ACTIVITY: Go line by line through the data and copy those with the word "match".

THE DATA:
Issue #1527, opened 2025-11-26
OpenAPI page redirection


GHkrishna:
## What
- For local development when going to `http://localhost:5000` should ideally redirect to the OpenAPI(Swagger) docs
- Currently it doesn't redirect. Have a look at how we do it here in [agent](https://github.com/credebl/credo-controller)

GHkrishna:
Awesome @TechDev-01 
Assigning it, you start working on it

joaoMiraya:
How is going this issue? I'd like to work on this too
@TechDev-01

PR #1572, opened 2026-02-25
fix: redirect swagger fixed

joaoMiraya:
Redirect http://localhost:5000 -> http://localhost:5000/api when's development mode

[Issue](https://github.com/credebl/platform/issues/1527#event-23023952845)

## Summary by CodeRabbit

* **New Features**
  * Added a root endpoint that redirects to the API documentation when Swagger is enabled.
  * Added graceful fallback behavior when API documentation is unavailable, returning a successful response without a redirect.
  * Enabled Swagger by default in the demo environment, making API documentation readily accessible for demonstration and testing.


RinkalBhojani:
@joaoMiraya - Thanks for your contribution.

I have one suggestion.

* * *

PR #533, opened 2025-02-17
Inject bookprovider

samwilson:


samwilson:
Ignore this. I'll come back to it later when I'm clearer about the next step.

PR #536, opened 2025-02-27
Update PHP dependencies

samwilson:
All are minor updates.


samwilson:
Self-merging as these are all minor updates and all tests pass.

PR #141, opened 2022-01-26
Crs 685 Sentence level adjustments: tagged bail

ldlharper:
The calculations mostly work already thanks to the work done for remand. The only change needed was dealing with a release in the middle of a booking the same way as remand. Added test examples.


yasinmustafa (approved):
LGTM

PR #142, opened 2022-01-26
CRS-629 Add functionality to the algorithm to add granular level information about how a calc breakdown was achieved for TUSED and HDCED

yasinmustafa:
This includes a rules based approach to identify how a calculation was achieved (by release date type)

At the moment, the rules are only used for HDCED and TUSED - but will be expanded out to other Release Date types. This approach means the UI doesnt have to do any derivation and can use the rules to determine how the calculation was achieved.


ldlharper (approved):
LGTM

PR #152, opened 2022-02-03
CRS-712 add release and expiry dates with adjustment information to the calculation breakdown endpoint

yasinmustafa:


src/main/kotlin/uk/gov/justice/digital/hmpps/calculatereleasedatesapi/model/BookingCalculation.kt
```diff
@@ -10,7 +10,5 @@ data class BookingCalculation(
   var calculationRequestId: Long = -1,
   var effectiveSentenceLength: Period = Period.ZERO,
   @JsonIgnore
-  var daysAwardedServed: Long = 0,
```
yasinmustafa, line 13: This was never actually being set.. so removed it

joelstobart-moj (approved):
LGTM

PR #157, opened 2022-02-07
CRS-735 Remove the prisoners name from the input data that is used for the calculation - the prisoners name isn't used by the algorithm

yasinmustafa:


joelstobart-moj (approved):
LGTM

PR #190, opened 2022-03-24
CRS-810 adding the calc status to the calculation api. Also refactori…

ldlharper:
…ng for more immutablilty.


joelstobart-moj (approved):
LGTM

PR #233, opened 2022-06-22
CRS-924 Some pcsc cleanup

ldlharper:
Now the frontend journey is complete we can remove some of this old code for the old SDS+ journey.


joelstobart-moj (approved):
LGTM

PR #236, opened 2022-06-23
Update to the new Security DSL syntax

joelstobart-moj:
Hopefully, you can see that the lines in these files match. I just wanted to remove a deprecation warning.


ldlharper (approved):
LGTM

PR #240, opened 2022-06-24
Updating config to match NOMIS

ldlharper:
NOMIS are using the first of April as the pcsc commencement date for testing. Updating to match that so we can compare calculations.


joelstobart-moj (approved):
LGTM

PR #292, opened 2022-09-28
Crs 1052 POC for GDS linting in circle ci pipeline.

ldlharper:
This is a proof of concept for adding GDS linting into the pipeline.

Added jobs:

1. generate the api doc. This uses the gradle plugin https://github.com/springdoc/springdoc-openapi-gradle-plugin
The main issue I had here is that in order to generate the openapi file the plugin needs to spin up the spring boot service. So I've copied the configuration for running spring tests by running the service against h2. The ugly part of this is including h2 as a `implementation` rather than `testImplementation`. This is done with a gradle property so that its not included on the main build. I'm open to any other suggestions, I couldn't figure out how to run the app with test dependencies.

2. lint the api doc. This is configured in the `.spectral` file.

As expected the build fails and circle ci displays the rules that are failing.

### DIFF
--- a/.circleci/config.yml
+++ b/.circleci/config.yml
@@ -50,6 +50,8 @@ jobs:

* * *

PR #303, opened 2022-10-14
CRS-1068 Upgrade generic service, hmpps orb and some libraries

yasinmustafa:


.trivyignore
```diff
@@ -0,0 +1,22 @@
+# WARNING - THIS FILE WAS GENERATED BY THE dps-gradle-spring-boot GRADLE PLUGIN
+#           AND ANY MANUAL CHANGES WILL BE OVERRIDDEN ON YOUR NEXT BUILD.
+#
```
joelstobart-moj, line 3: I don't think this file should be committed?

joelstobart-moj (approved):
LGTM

RESPONSE BOX:
Hopefully, you can see that the lines in these files match. I just wanted to remove a deprecation warning.
Updating config to match NOMIS
NOMIS are using the first of April as the pcsc commencement date for testing. Updating to match that so we can compare calculations.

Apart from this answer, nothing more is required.